Wychowanie kilkuletniego niepełnosprawnego dziecka oznacza podobne wyzwania, jakie napotykają rodzice zdrowych dzieci.
Przeciętny człowiek zwykle jest przekonany, iż obecność niepełnosprawnego dziecka w rodzinie oznacza poważne problemy i wyzwania związane z zapewnieniem mu odpowiedniej opieki i wiele rodzin ma ogromne kłopoty, aby sprostać takim sytuacjom. Często tak się oczywiście zdarza, ale jest również wiele przypadków, gdy niepełnosprawne dzieci radzą sobie nie gorzej w przedszkolu i szkole niż ich sprawni rówieśnicy.
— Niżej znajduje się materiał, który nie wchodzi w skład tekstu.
PR #238, opened 2019-05-14
Lagrange mult objective

tBuLi:
Description will follow after lunch

### DIFF
--- a/symfit/core/fit.py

Dzieje się tak choćby dlatego, iż każde dziecko – bez względu na stan zdrowia – w wieku przedszkolnym uczy się takim samych czynności, próbuje stać się bardziej samodzielne. Opiekunowie przedszkolaków przyznają, iż nie każde zdrowe dziecko w wieku trzech lat – gdy rozpoczyna pierwszy etap edukacji – radzi już sobie bez pieluchy lub potrafi samodzielnie jeść. A zdarza się nieraz, iż to właśnie dzieci z niepełnosprawnością są pod tym względem bardziej samodzielne. To często bierze się stąd, iż ich rodzince starają się nauczyć swoje pociechy pewnych zachowań, aby lepiej sobie poradziły w przedszkolu. Zwłaszcza w sytuacji, gdy wychowawcy i nauczyciele będą musieli poświęcić niepełnosprawnym dzieciom więcej uwagi podczas zajęć edukacyjnych czy w trakcie wycieczek do parku lub podczas zajęć na placu zabaw.
Okazuje się, iż najczęściej nie trzeba się uciekać do innych metod wychowawczych wobec niepełnosprawnych przedszkolaków, aby uczyć ich np. sprzątania zabawek. W wielu placówkach dzieci uczy się układania zabawek pokazując zdjęcia, jak wyglądać powinien regał z lalkami, maskotkami czy samochodami i samolotami po skończonej zabawie. I dzieci na podstawie tych zdjęć układają zabawki, ucząc się także współpracy przy sprzątaniu. A zdjęcia tak samo łatwo odczytują zdrowe jak i niepełnosprawne dzieci.